I start to get really cranky if I haven’t written the upcoming day’s blog post yet. (That’s when I leave my desk at the office.)
Sometimes I’m able to write (via dictation) on my way home, but once I’m home, it’s family time.
There is no way to sit down and write with two toddlers climbing on your face. I wouldn’t even want to try.
After dinner it’s bath and the kids’ bedtime, at which point I’ve still got about ninety reserve minutes left to do the work.
Something else needs to be fixed in the house we shouldn’t have bought.
Deadlines can be good, but rushing to throw a helpful blog post together late at night is not. At this point, I sometimes question whether I should even post at all. It’s difficult to judge if the post is any good, or if I just want to think it’s good so I can meet the deadline.
Now I’ve lost a few things: I’ve lost quality time during the day, because I was distracted, and I’ve also temporarily lost sight of why I write. I should never write because it’s a certain time of day.
Why does any of this matter to you?
You haven’t put yourself on a daily blogging deadline, but you do have other deadlines in your life.

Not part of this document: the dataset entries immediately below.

PR #1600, opened 2026-04-27
OCPEDGE-2116: feat: support MAC-address based fencing credentials lookup

fracappa:
When the installer creates fencing credentials using MAC addresses instead of hostnames, the secrets are named with a SHA256 hash of the normalized MAC (e.g. fencing-credentials-{hash}).

This PR adds a multi-phase fencing secret resolution to GetFencingSecrets:

1. **Hostname**: try `fencing-credentials-{nodeName}` directly
2. **MAC hash**: read MAC addresses from node annotation  (`tnf.openshift.io/mac-addresses`), hash each, try `fencing-credentials-{hash}` by name
3. **Redfish UUID**: query each unclaimed fencing secret's Redfish  endpoint for the system UUID, match against `node.status.nodeInfo.systemUUID`

The auth job (per-node) discovers all non-loopback MAC addresses via nsenter and annotates the node, so they are available when the setup/fencing/update-setup jobs resolve secrets.

Also removes unused `machines` and `baremetalhosts` RBAC rules from the TNF clusterrole and adds `patch` on nodes for the annotation.

## Summary by CodeRabbit

* **New Features**
  * Improved cluster fencing: multi-node credential resolution and host-to-node matching for more reliable STONITH configuration.

* **Chores**
  * Updated cluster RBAC to allow retrieval/listing of machine and baremetalhost resources to support fencing workflows.

* **Tests**
  * Added unit tests covering multi-node credential resolution and host-to-node matching.

### DIFF
--- a/bindata/tnfdeployment/clusterrole.yaml
+++ b/bindata/tnfdeployment/clusterrole.yaml
@@ -13,6 +13,7 @@ rules:
       - get
       - list
       - watch
+      - patch
   - apiGroups:
       - operator.openshift.io
     resources:
@@ -64,3 +65,4 @@ rules:
       - securitycontextconstraints
     verbs:
       - use
+
--- a/pkg/tnf/auth/runner.go
+++ b/pkg/tnf/auth/runner.go
@@ -2,6 +2,7 @@ package auth
 
 import (
 	"context"
+	"os"
 
 	configversionedclient "github.com/openshift/client-go/config/clientset/versioned"
 	"k8s.io/apiserver/pkg/server"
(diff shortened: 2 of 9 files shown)


fonta-rh:
**Test suggestion: cover the `IsNotFound` vs API-error branch in Phase 1 and Phase 2**

`GetFencingSecrets` distinguishes `errors.IsNotFound` (fall through to next phase) from other API errors (fail immediately) in both Phase 1 (`secrets.go:651`) and Phase 2's `matchMACHashToSecrets` (`secrets.go:743`). This routing logic is load-bearing but currently untested — the fake client returns `NotFound` for missing objects by default, so only the happy fallthrough path is exercised.

A `PrependReactor` injecting a non-404 error (e.g., 403 Forbidden) on secret `Get` would cover the hard-failure branch in each phase. One test case per phase, asserting `GetFencingSecrets` returns the API error immediately rather than falling through.

Not blocking — the pattern is standard k8s and unlikely to regress accidentally. But it documents the contract and catches future refactors that might accidentally change the error routing.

Tasks that you put off doing, except, they are approaching. Whether it’s hourly or by the day, one day, the deadline arrives.
And then it’s already too late to do the task well. Because your head isn’t clear. It’s filled with all of those hours, or days, of built up tension for having not done the task.
Do the task today.
This post that you’re reading was written three days ago. By doing so, I completely eliminated three days worth of unnecessary stress.
I choose to write daily. You can’t change the fact that you have to deal with that debt, or have that conversation with your boss.
But you can choose to make the phone call now, and feel much happier for the rest of this week as a result.
It’s not just for you.
When I have one of those days such as the one outlined above, it affects not only me, but everyone around me. I’m on edge and they all know it.
When I do the work in advance, the opposite is true.
I feel great, and I want to do everything I can to make them feel the same way.